Apesar de também ter ensaiado
combinações do alemão com o português, Bananére ficou indissoluvelmente ligado ao ítalo-paulistano,
criado e sustentado por ele nas contribuições ao periódico "O Pirralho"
(1911-1917), onde apareciam ao lado
das imagens congeniais de Voltolino, nas suas "Cartas d'Abaxo o Piques". Quanto às experiências com o
teuto-brasileiro, não há exagero em
reconhecer em Aparício Torelly
(1895-1977) seu herdeiro legítimo.
Jornalista e militante comunista,
autodignificado, em tempos republicanos, como o Barão de Itararé,
tinha em "A Manha" (1926-52), um
semanário igualmente concebido e
alimentado por iniciativa solitária, a
contrapartida carioca do "Pirralho".
Nele, manteve com regularidade
um "Zubblemend to Alle... Manha",
em que os lugares-comuns da malemolência local e da eficiência disciplinada germânica eram devidamente relativizados no choque sistemático entre as línguas e as imagens. A paródia do poema romântico fadado à paródia presta-se a tira-gosto: "O meu dera deng serfecha/
Gue a chende pébe à fondade!/ O
serfecha ta Pracil/ Nong está to mesmo gwalidade./ Eu béde bra a zenhor Hitler/ Te nong techá eu morê/ Andes que eu fólda bra lá;/ Andes
que eu bode pebê/ servechá indé
arependá! Ou endra numa donnel/ e
pebê indé me afoká!".
Editada e apresentada por Carlos
Eduardo Capela e Ana Carina Engeroff, a antologia recém-lançada pela
Editora da UFPR (Universidade Federal do Paraná) resgata dos arquivos extenso material disperso, organizando-o em três períodos: de 1926
à Revolução de 30; de 1930 a 1937,
coincidente com a escalada belicosa
nazista, lida em chave brasileira; e de
1945 a 1947, com as respostas brasileiras às novidades do pós-guerra.

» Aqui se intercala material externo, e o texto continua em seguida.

PR #1195, opened 2025-08-12
Fix ambiguous overload for C++20 build

ShivamNegi:


tcormackMW (approved):
lgtm

framework/include/cppmicroservices/ServiceReference.h
```diff
@@ -102,7 +102,13 @@ namespace cppmicroservices
...
+#if __cplusplus >= 202002L
+	bool operator==(ServiceReference const& reference) const {
+		return ServiceReferenceBase::operator==(reference);
+	}
+#else
         using ServiceReferenceBase::operator==;
+#endif
 
         using ServiceReferenceBase::Hash;
     };
```
tcormackMW, line 114: @ShivamNegi do we need to do this as well in the ServiceReference<void> 30 lines below this change? see line 142 of this file

ShivamNegi: Added the second change too.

Nem é preciso dizer que a sombra
funesta dos "rapais ta Bikotinhe"
atravessa estes textos, bem como a
crítica ao mito da eficiência atribuída aos oligarcas brasileiros de origem alemã. Vale a visita às barbas
brancas do Barão, expoente de um
jornalismo humorístico cuja história esquecida, aliás, outro volume
recente, o ótimo "Preso por Trocadilho: A Imprensa de Narrativa Irreverente Paulistana 1900-1911" (São
Paulo, Alameda Editorial), de Paula
Ester Janovitch, ajuda a recontar.
ZUBBLEMEND TO ALLE...
MANHA
Autor: Barão de Itararé
Editora: Ed. da UFPR
Quanto R$ 30 (230 págs.)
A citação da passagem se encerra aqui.